• _Exercise objective_
Keep only those lines of the records that include the string "wait".

• _Material to process_
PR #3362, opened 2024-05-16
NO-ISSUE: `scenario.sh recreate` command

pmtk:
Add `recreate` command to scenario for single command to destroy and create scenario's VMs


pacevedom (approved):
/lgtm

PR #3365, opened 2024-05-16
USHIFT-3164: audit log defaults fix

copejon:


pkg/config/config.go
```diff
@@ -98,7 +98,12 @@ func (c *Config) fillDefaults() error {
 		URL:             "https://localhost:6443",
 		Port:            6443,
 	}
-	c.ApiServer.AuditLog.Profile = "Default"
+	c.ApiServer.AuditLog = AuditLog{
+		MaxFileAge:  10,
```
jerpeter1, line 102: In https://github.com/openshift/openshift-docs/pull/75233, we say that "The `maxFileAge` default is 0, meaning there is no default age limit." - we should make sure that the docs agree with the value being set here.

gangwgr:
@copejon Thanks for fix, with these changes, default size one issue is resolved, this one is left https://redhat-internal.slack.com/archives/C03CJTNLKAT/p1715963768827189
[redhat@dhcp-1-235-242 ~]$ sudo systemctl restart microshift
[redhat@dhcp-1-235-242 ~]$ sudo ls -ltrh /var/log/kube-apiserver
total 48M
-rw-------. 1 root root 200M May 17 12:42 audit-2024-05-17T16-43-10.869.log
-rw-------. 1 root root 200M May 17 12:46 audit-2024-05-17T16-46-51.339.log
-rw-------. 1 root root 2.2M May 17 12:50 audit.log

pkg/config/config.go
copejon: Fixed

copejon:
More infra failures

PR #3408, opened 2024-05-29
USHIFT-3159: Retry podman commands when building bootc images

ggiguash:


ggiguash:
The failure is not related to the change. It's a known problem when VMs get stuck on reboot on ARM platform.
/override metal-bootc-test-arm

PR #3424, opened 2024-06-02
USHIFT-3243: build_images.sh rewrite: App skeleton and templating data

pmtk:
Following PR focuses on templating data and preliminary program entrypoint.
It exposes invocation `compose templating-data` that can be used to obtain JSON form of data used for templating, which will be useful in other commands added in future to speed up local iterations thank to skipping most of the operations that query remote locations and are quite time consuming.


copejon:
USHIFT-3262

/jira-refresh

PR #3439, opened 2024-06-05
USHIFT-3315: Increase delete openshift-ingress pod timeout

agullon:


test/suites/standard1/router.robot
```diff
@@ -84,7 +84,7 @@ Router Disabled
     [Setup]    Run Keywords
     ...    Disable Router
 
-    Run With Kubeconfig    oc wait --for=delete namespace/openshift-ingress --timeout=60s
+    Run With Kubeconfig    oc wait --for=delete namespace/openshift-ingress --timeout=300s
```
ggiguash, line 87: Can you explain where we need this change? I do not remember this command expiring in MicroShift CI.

• _Solution to this problem_
-    Run With Kubeconfig    oc wait --for=delete namespace/openshift-ingress --timeout=60s
+    Run With Kubeconfig    oc wait --for=delete namespace/openshift-ingress --timeout=300s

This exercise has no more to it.